The task - For each line of the listing that contains "needs", make a copy and return it.

Exercise data -
[Start of section]

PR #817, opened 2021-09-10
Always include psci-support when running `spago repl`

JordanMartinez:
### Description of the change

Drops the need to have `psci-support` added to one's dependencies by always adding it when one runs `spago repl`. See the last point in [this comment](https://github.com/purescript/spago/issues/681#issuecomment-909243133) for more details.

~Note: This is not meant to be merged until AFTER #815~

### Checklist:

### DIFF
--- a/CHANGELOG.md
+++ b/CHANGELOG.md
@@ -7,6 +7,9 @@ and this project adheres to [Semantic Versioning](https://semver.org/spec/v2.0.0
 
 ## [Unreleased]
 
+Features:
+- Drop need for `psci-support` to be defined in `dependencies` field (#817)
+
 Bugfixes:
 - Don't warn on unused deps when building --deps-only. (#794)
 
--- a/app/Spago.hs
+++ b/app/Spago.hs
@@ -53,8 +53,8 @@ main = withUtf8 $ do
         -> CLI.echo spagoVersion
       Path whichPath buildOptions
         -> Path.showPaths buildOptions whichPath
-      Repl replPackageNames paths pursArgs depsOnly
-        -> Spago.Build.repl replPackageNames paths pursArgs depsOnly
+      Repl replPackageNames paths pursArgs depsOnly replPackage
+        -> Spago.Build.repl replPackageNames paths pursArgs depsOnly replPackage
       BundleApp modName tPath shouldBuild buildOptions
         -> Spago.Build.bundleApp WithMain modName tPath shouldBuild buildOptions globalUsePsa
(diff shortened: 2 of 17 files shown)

[End of section]
[Start of section]

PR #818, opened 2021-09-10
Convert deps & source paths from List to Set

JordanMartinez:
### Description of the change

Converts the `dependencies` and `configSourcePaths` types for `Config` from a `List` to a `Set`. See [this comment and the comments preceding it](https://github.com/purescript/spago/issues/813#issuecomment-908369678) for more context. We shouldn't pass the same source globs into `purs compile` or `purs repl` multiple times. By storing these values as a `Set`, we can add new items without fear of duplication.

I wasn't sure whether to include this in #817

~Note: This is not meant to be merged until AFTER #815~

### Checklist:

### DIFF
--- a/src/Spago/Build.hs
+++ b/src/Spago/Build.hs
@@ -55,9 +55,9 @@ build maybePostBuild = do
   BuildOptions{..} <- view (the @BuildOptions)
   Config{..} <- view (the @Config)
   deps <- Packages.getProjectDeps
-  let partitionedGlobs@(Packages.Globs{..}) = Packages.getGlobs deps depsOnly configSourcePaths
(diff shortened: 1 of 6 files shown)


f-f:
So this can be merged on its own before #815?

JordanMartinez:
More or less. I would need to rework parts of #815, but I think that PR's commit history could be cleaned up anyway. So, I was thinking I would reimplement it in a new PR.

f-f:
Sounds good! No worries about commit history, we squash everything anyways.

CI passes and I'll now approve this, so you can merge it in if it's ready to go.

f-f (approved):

[End of section]
[Start of section]

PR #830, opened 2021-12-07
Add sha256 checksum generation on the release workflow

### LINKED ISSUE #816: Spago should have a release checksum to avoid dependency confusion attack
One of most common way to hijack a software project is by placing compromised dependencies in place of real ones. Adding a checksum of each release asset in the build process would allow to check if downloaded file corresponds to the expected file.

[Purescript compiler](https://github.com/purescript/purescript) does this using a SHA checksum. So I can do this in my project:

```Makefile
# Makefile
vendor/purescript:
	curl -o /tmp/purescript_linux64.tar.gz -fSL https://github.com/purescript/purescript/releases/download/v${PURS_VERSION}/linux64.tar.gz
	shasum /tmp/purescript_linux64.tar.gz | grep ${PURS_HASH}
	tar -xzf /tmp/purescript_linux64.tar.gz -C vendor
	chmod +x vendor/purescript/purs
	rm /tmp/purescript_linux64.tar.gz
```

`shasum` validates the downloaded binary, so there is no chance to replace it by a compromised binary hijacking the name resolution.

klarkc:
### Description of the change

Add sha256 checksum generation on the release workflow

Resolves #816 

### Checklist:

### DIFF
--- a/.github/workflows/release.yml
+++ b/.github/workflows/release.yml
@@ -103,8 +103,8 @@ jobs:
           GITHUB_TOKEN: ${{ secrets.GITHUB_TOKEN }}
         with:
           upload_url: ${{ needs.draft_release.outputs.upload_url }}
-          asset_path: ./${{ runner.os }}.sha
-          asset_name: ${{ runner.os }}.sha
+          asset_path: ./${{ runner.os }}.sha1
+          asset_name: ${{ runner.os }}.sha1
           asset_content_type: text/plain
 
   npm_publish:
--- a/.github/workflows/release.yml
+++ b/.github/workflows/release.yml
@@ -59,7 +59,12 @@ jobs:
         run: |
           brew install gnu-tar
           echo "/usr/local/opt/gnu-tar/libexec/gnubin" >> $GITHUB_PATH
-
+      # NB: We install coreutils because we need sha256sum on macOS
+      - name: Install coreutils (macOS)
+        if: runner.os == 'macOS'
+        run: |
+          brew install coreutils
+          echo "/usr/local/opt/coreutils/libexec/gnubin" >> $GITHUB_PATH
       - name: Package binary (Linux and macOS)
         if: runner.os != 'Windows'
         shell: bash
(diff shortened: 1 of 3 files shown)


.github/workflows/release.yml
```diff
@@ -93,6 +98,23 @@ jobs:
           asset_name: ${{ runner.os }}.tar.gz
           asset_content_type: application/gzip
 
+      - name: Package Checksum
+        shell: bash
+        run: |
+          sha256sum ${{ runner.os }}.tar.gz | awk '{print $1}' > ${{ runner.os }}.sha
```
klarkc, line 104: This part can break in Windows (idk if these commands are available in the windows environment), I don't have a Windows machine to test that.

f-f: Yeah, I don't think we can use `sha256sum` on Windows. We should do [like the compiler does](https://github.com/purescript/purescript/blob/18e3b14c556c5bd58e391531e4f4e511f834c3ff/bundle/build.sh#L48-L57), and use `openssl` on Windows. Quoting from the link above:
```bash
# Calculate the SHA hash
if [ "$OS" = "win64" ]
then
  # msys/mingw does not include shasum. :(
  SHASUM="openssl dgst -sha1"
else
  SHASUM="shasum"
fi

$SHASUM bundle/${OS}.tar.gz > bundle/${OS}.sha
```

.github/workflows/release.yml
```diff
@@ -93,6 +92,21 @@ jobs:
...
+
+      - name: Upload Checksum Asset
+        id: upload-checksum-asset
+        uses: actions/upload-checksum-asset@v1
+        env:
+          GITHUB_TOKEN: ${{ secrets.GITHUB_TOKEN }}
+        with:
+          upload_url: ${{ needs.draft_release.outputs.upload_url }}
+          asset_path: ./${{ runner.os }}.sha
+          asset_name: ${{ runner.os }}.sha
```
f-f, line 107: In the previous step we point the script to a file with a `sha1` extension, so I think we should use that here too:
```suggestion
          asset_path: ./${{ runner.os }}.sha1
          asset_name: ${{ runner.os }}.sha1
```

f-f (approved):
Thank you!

[End of section]

Task answer -
           upload_url: ${{ needs.draft_release.outputs.upload_url }}
+          upload_url: ${{ needs.draft_release.outputs.upload_url }}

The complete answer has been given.